◆ Problem description:
Which lines in the material below contain the word "could"? Copy each of them.
__________________________________________________
PR #2938, opened 2017-04-20
One way frequencies

stevenndungu:


stevenndungu:
Note: Happy to get critics, but one thing to note is that on the rdoBoth and rdoGraph, Only one graph is produced (actually the last variable graph) to be plotted on the  output window when n graphs should be produced depending on the number of variables selected (n) . Still thinking on how to solve this (suggestions on how to solve it are welcome).

rdstern:
My understanding is that you will only produce one graph, but it will be a facetted/combined graph.  Here is an example from page 101 in the sjplot guide.  This was a main reason you changed (I hope) to using the sjplot command.

# frequencies, as plot grid
efc %>%
select(e42dep, c172code, e16sex, c161sex) %>%
sjplot() %>%
plot_grid()

instat/dlgOneWayFrequencies.vb
```diff
@@ -75,7 +80,6 @@ Public Class dlgOneWayFrequencies
         ucrChkGroupData.AddToLinkedControls(ucrNudGroups, {True}, bNewLinkedAddRemoveParameter:=True, bNewLinkedHideIfParameterMissing:=True, bNewLinkedChangeToDefaultState:=True, objNewDefaultState:=10)
         ucrChkGroupData.AddParameterPresentCondition(True, "auto.group")
         ucrChkGroupData.AddParameterPresentCondition(False, "auto.group", False)
```
lilyclements: Should this be
ucrChkGroupData.AddParameterPresentCondition(False, "auto.group", "False")

instat/dlgOneWayFrequencies.vb
```diff
@@ -84,40 +88,43 @@ Public Class dlgOneWayFrequencies
...
+        clsSjPlot = New RFunction
 
         ucrSelectorOneWayFreq.Reset()
         ucrReceiverOneWayFreq.SetMeAsReceiver()
 
-        clsSjtFreq.SetRCommand("sjt.frq")
-        clsSjtFreq.AddParameter("show.summary", "FALSE")
-        clsSjtFreq.AddParameter("skip.zero", "FALSE")
-        clsSjtFreq.AddParameter("digits", 0)
+        clsSjTab.SetRCommand("sjtab")
```
lilyclements: You need to do .AddPackageName for both classes

stevenndungu:
Yes that was what we agreed (the two forms of using sjplot and sjtab got me confused a little bit). As well, it  applies the gglots format of implementation which apparently the system of passing the operators had not been fully in place to see the graphs changed to the new system. But Maxwell tells me that everything is set so I can change this quite easily. Thanks

@lilyclements  could you hesitate reviewing this ...I make some changes first...

lilyclements:
@stevenndungu I'm mid-review, I'll send my review to you now of what I've put so far.
I've also made minor changes to the code. If you haven't already made changes, I can send this to you to push into your branch. Otherwise, i'll explain the changes and you can add them

instat/dlgOneWayFrequencies.vb
stevenndungu: Yap, so that when the checkbox is unchecked the parameter `auto.group` is not passed. first `false` is for the state of the control, then the last `false` is for ensuring the parameter is absent on uncheck of the checkbox.

lilyclements: Oh I see! Thank you for explaining.

dannyparsons:
I didn't know about the plot_grid command - this makes it much easier. @stevenndungu you are right that operators can be done easily in the new system, however note that the code Roger sent is essentially the same as:
`plot_grid(sjplot(survey))`

So we can do it in the standard way we do functions.

Note: when I tried this on the survey data the output doesn't look very nice depending on the size of the image, see below. Does anyone else see this with their data sets?


image

rdstern:
I agree the default presentation is not always great.  It is sometimes better flipped.  And that is also why we have the options to not display the counts or the percentages.  We could even make that the default, so the user needs to opt to add them.

stevenndungu:
Thanks @rdstern @dannyparsons this is a good suggestion since it works in the same way. I have actually changed to `plot_grid` for the place of `sjplot` function. But retained the pipe way for the `sjtab ` function.

 Few things worth Noting as far as `sjplot`  and `sjtab` functions are in concern for this dialogues.
 -We have  a nice additional function  `group_by` option . Should we add this as an optional feature on the table option (?)
 for example     `efc %>%
   group_by(e16sex, c172code) %>%
  select(e42dep, n4pstu, e16sex, c172code) %>%
  sjtab()`
 - `weight.by` parameter behaves strangely to me for the case of `sjtab` function. It applies the weights to the last variable of the variables applied. for instance in the example below it provides a table for c172code variable only excluding others.
                    `efc %>%
         select(e42dep, n4pstu, e16sex, c172code) %>%
     sjtab(weight.by=efc$c172code)`
Note: for the graphs, the weights applies to all variables (my observation)
 - Both `plot_grid()` and using pipe function to plot several variables, produces individual plots for all the variables the finally generates a single plot grid of all the variables. This explains the why it takes long to plot the graph in the output window. I would suggest that we have both cases generated for the variables selected, ie, individual plots then finally the grid plot. So the user is at liberty to use whichever type of plot generated.

stevenndungu:
@dannyparsons This is in good shape now with the issue of adding additional pair of the second function is still issue. Two way frequencies has the same issue remaining to be fixed othws everything working.

stevekogo:
@stevenndungu follow up with @dannyparsons to get the issue sorted.

dannyparsons:
I will look at this today and try resolve the remaining issues.

stevenndungu:
After solving the problem I will be happy to know what was wrong, so that I can be able to solve the same issue on two way and as well help Shadrack on the same issue with String Handling (which has same issue of additional pair)

dannyparsons:
Great, hopefully it's a simple issue which I can discuss with you both and then you can resolve on other dialogs.

stevenndungu:
I suppose, since with slight alteration of the setrcode it works perfectly.

stevenndungu:

stevenndungu:
@mmumbo thanks for offering to test this.

instat/dlgOneWayFrequencies.vb
```diff
@@ -41,8 +41,9 @@ Public Class dlgOneWayFrequencies
         'HelpID
         ' ucrBase.iHelpTopicID = 
 
-        ucrReceiverOneWayFreq.SetParameter(New RParameter("data", 0))
+        ucrReceiverOneWayFreq.SetParameter(New RParameter("data"))
```
maxwellfundi: I think you could also give this parameter a position

stevenndungu:
Checking on it. Thanks

stevenndungu:
Not able to notice this. Perhaps you we can discuss on skype

stevenndungu:
Seen that, sorry

stevenndungu:
@lilyclements this can be solved by reseting the ucrSave control by adding `sdgOneWayFrequencies.ucrSaveGraph.Reset()`  on SetDefault() of the main dialogue. Which I need to consult with @dannyparsons first.

dannyparsons:
I'll merge this so you can move on to other dialogs but we will come back to the save graph reset issue.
__________________________________________________
◆ Task output:
@lilyclements  could you hesitate reviewing this ...I make some changes first...
I agree the default presentation is not always great.  It is sometimes better flipped.  And that is also why we have the options to not display the counts or the percentages.  We could even make that the default, so the user needs to opt to add them.
maxwellfundi: I think you could also give this parameter a position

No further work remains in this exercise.